Innocent Kamwa (S’83–SM’98–F’05) received the B.Ing. degree and the Ph.D. degree in electrical engineering from Université Laval, Québec City, QC, Canada, in 1984 and 1988, respectively. Since then, he has been with the Hydro-Québec Research Institute, where at present, he is a Principal Researcher with interests broadly in bulk system dynamic performance. Since 1990, he has held an Associate Professor position in electrical engineering at Université Laval. Dr. Kamwa is a recipient of the 1998 and 2003 IEEE PES Prize Paper Awards and is currently serving on the System Dynamic Performance Committee, AdCom. He is also the acting Standards Coordinator of the PES Electric Machinery Committee and an associate editor for the IEEE TRANSACTIONS ON POWER SYSTEMS. He is a member of CIGRÉ.

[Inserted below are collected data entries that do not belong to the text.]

PR #2778, opened 2023-03-02
Factor out bulk ChangedEntityLocale creation

### LINKED ISSUE #2771: Factor out bulk ChangedEntityLocale creation
There are a few places where we create `ChangedEntityLocale` objects in batch:
* https://github.com/mozilla/pontoon/blob/master/pontoon/base/utils.py#L431
* https://github.com/mozilla/pontoon/blob/master/pontoon/batch/views.py#L29
* https://github.com/mozilla/pontoon/blob/master/pontoon/pretranslation/tasks.py#L172

Since there's a lot of duplication in these three blocks, we should replace them with a single [custom manager](https://docs.djangoproject.com/en/4.1/topics/db/managers/#custom-managers) (e.g. `ChangedEntityLocale.objects.bulk_mark_changed()`).

_Originally posted by @mathjazz in https://github.com/mozilla/pontoon/issues/2765#issuecomment-1448292500_

willianveiga:
Fixes #2771.

### DIFF
--- a/pontoon/base/models.py
+++ b/pontoon/base/models.py
@@ -3207,9 +3207,7 @@ class ChangedEntityLocaleManager(models.Manager):
     def bulk_mark_changed(self, translations, locale=None):
         """Mark entities as changed, for later sync."""
         changed_entities = {}
-        existing = ChangedEntityLocale.objects.values_list(
-            "entity", "locale"
-        ).distinct()
+        existing = self.values_list("entity", "locale").distinct()
 
         for translation in translations:
             if (
@@ -3226,7 +3224,7 @@ class ChangedEntityLocaleManager(models.Manager):
                     entity=translation.entity, locale=used_locale
                 )
 
-        ChangedEntityLocale.objects.bulk_create(changed_entities.values())
+        self.bulk_create(changed_entities.values())
 
 
 class ChangedEntityLocale(models.Model):
--- a/pontoon/base/models.py
+++ b/pontoon/base/models.py
@@ -3203,6 +3203,32 @@ class Entity(DirtyFieldsMixin, models.Model):
         return entities_array
 
 
+class ChangedEntityLocaleManager(models.Manager):
+    def bulk_mark_changed(self, translations, locale=None):
+        """Mark entities as changed, for later sync."""
+        changed_entities = {}
+        existing = ChangedEntityLocale.objects.values_list(
+            "entity", "locale"
+        ).distinct()
+
+        for translation in translations:
+            if (
+                translation.entity.resource.project.data_source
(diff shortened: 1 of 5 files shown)


pontoon/base/models.py
```diff
@@ -3203,6 +3203,30 @@ def map_entities(
         return entities_array
 
 
+class ChangedEntityLocaleManager(models.Manager):
+    def bulk_mark_changed(self, translations, locale=None):
```
mathjazz, line 3207: Sorry, I mislead you with my note in https://github.com/mozilla/pontoon/issues/2771#issue-1603963121. Since Translation QuerySet is used as a parameter, it would make more sense to move this logic under `TranslationQuerySet`. 

The API call would then be simply `translations.bulk_mark_changed()`, without any parameters, because we can get locale from each translation object. Before generating the translations QuerySet, we'd need to prefetch related `entity__resource__project` data (and revert prefetching established in #2765).

Going forward, we should file an issue to also move `mark_changed()` [model method](https://docs.djangoproject.com/en/4.1/topics/db/models/#model-methods.) from Entity to Translation model. It's currently always used as `translation.entity.mark_changed()`. And finally, migrate ChangedEntityLocale model to ChangedTranslation. The reason this is currently bound to Entity rather than Translation model is a relic of the past when we had the ability to delete translations without rejecting them first.

pontoon/base/models.py
```diff
@@ -3282,6 +3282,28 @@ def for_checks(self, only_db_formats=True):
 
         return translations
 
+    def bulk_mark_changed(self):
+        changed_entities = {}
+        existing = ChangedEntityLocale.objects.values_list(
+            "entity", "locale"
+        ).distinct()
+
+        for translation in self:
```
mathjazz, line 3291: You can `self.exclude()` DB-projects here instead of using the if-block below. That will also save us the need to prefetch data.

pontoon/batch/utils.py
```diff
@@ -35,9 +35,7 @@ def get_translations_info(translations, locale):
     count = translations.count()
     translated_resources = list(translations.translated_resources(locale))
     changed_entities = list(
-        Entity.objects.filter(translation__in=translations)
-        .distinct()
-        .prefetch_related("resource__project")
```
mathjazz, line 40: We should preserver this one, because it was there before. :)

mathjazz (commented):
Thanks for the updates!

The patch looks good.

Please restore that prefetch, which was probably removed by mistake as a whole. I'll take it for a spin once that's update.

mathjazz (approved):
Works great, thanks!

Louis-A. Dessaint (M’88–SM’91) received the B.Ing., M.Sc.A., and Ph.D. degrees from the École Polytechnique de Montréal, Montréal, QC, Canada, in 1978, 1980, and 1985, respectively, all in electrical engineering. He is currently a Professor of electrical engineering at the École de Technologie Supérieure, Montréal. From 1992 to 2001, he was the Director of the Groupe de recherche en électronique de puissance et commande industrielle (GREPCI), a research group on power electronics and digital control. Since 2002, he has been the TransÉnergie (Hydro-Québec) Chair on Power Systems Simulation and Control. He is one of the authors of the SimPowerSystems simulation software of MathWorks. Dr. Dessaint received the “Outstanding Engineer Award” from IEEE-Canada in 1997. He is also an associate editor for the IEEE TRANSACTIONS ON CONTROL SYSTEMS TECHNOLOGY.